Local political folk singer Pamela Means played several songs while preaching to her fellow protesters. “Go out and vote your conscience,” Means said. “We have no reason to be afraid.” About 50 Harvard undergraduates attended the rally with the Harvard Initiative for Peace and Justice (HIPJ), a campus group formed in the wake of Sept. 11. “The proliferation of rallies over the past few weeks have to be sending a message to the Bush administration,” said HIPJ member Jessica E. Gould ’04.

Many other unaffiliated Harvard students were also in attendance. “It’s unbelievable just to see this many people mobilized,” said Chanda R.S. Prescod-Weinstein ’03, who came to the event with a friend from MIT. “I feel really heartened.”

Joining the considerable student turnout, local protestors brought their families.

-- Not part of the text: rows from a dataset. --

PR #2477, opened 2022-10-31
Make `DifferentialPair` able to nest.

csyonghe:
This change makes the `DifferentialPair` type nest-able, so we can form `DifferentialPair<DifferentialPair<T>>` types.
This is a prerequisite to support nested/higher-order differentiation.

The challenge here is to define the `DifferentialPair` type so that the Differential of Differential should always evaluates to `DifferentialBottom`, which is a builtin type for representing non-existent/not-well-defined differential. This means that we need to make `DifferentialPair<DifferentialPair<T>>` to effectively form a tripple `(p.p.p, p.p.d p.d.p)`, leaving out the `p.d.d` term that has no mathematical meaning.

To allow such definition, this work starts by modifying the existing `DifferentialPair<T:IDifferentiable>` .
The new definition of `DifferentialPair` type is as follows:
```
__generic<T : IDifferentiable>
__magic_type(DifferentialPairType)
__intrinsic_type($(kIROp_DifferentialPairType))
struct DifferentialPair : IDifferentiable
{
    typedef DifferentialPair<T.Differential> Differential;
    typedef T.Differential DifferentialElementType;

    __intrinsic_op($(kIROp_MakeDifferentialPair))
    __init(T _primal, T.Differential _differential);

    __intrinsic_op($(kIROp_DifferentialPairGetDifferential))
    T.Differential d();

    T.Differential getDifferential()
    {
        return d();
    }

    __intrinsic_op($(kIROp_DifferentialPairGetPrimal))
    T p();

    T getPrimal()
    {
        return p();
    }

    [__unsafeForceInlineEarly]
    static Differential dzero()
    {
        return Differential(T.dzero(), Differential.DifferentialElementType.dzero());
    }

    [__unsafeForceInlineEarly]
    static Differential dadd(Differential a, Differential b)
    {
        return Differential(
            T.dadd(
                a.p(),
                b.p()
            ),
            Differential.DifferentialElementType.dzero());
    }

    [__unsafeForceInlineEarly]
    static Differential dmul(This a, Differential b)
    {
        return Differential(
             T.dmul(a.p(), b.p()),
            Differential.DifferentialElementType.dzero());
    }
};
```

There is one tricky bit when defining `DifferentialPair` this way. Notice the definition of `Differential`:
```
 typedef DifferentialPair<T.Differential> Differential;
```

This line has a type mismatch issue because `T.Differential` is unconstrained and using it to fill in type parameter that requires `IDifferential` conformance is not valid.

To solve this issue, we introduce a new sub-typing rule that if a generic type `T` is unconstraint, we treat it as a subtype of `DifferentialBottom`. This rule allowed us to form the `Differential` type for `DifferentialPair`, and that the `Differential.Differential` will resolve to `DifferentialPair<T.Differential, DifferentialBottom>`, which is exactly what we want.

The rest of this PR is all about dealing with the consequences of changing the stdlib definition of `DifferentialPair`.

Most of the work done here is to get `generic-impl-jvp` test to pass. First, we need to modify `dvector` type to conform to `IDifferentiable`  since it is used as `Differential` type for `myvector`. We will just rely on automatic synthesis to implement the conformances. However, `dvector` is a generic type, so the first part of the work is to extend our synthesis logic to work with generic parent types. The next obstacle is that `values` field is an array, and we need our synthesis logic to be smart enough to synthesize a loop to compute each element of the array. This required us to synthesize significantly more complex code, so I've added the `ASTSynthesizer` class to simplify the synthesis code.

Another major challenge addressed in this PR is to register type conformances only within a differentiable function at each expression site instead of doing it globally at `coerce`. This allows us to avoid running the differentiation logic for programs that don't need it.

### DIFF
--- a/source/slang/slang-ast-synthesis.cpp
+++ b/source/slang/slang-ast-synthesis.cpp
@@ -1,0 +1,175 @@
+#include "slang-ast-synthesis.h"
+
+namespace Slang
+{
+Expr* ASTSynthesizer::emitBinaryExpr(UnownedStringSlice operatorToken, Expr* left, Expr* right)
+{
+    auto infixExpr = m_builder->create<InfixExpr>();
+    infixExpr->functionExpr = emitVarExpr(m_namePool->getName(operatorToken));;
+    infixExpr->arguments.add(left);
+    infixExpr->arguments.add(right);
+    return infixExpr;
+}
+
+Expr* ASTSynthesizer::emitPrefixExpr(UnownedStringSlice operatorToken, Expr* base)
+{
+    auto prefixExpr = m_builder->create<PrefixExpr>();
+    prefixExpr->functionExpr = emitVarExpr(m_namePool->getName(operatorToken));;
+    prefixExpr->arguments.add(base);
+    return prefixExpr;
+}
+
+Expr* ASTSynthesizer::emitPostfixExpr(UnownedStringSlice operatorToken, Expr* base)
+{
+    auto postfixExpr = m_builder->create<PostfixExpr>();
+    postfixExpr->functionExpr = emitVarExpr(m_namePool->getName(operatorToken));;
+    postfixExpr->arguments.add(base);
+    return postfixExpr;
+}
+
+ForStmt* ASTSynthesizer::emitFor(Expr* initVal, Expr* finalVal, VarDecl* &outIndexVar)
+{
+    auto scopeDecl = pushVarScope()->containerDecl;
+    auto stmt = m_builder->create<ForStmt>();
+    stmt->scopeDecl = (ScopeDecl*)scopeDecl;
+    auto declStmt = emitVarDeclStmt(nullptr, m_namePool->getName("S_synth_loop_index"), initVal);
+    stmt->initialStatement = declStmt;
+    outIndexVar = (VarDecl*)declStmt->decl;
+    auto predicateExpr = emitBinaryExpr(UnownedStringSlice("<"), emitVarExpr(outIndexVar), finalVal);
+    stmt->predicateExpression = predicateExpr;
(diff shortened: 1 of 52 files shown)


tests/autodiff/generic-impl-jvp.slang
```diff
@@ -8,8 +8,8 @@ typedef float Real;
 
 typealias IDFloat = IFloat & IDifferentiable;
 
-__generic<T, let N : int>
-struct dvector
+__generic<T : IDifferentiable, let N : int>
+struct dvector : IDifferentiable
```
saipraveenb25, line 12: I'm not totally sure why `dvector` needs to be `IDifferentiable`? This test doesn't do higher order differentiation, and without `IDifferentiable`, wouldn't `dvector` be treated as conforming to `IDifferentiable` via `DifferentialBottom`?

csyonghe: I think I just forgot to remove it.

source/slang/slang-ast-synthesis.cpp
```diff
@@ -0,0 +1,175 @@
+#include "slang-ast-synthesis.h"
+
+namespace Slang
```
saipraveenb25, line 3: It looks like we're doing two separate code synthesis passes for auto-diff as a whole, one on the AST-side and one on the IR-side. 
I'm wondering if it's feasible to synthesize just the function headers (and store any required witness tables), and synthesize the method on the IR side?

saipraveenb25 (approved):
This is great! We're a lot closer to higher-order auto-diff, with these changes. 

The DifferentiableTypeDictionary might be the only janky part left we need to cleanup.

csyonghe:
I think the dictionary clean up would be trivial after this PR, because we now only collect witness for expressions inside a differentiable func. We could just stick them to a function-local decoration instead of the global dictionary.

Children could be seen holding hand-made signs, and veterans likened the potential war in Iraq to Vietnam. “It’s shameful to drop bombs on people who need food and medicine,” said Zinn, who is known for his book, A People’s History of the United States. “You can’t bomb a country into democracy.”

Boston Police and Park Rangers maintained a strong presence on horses and in squad cars.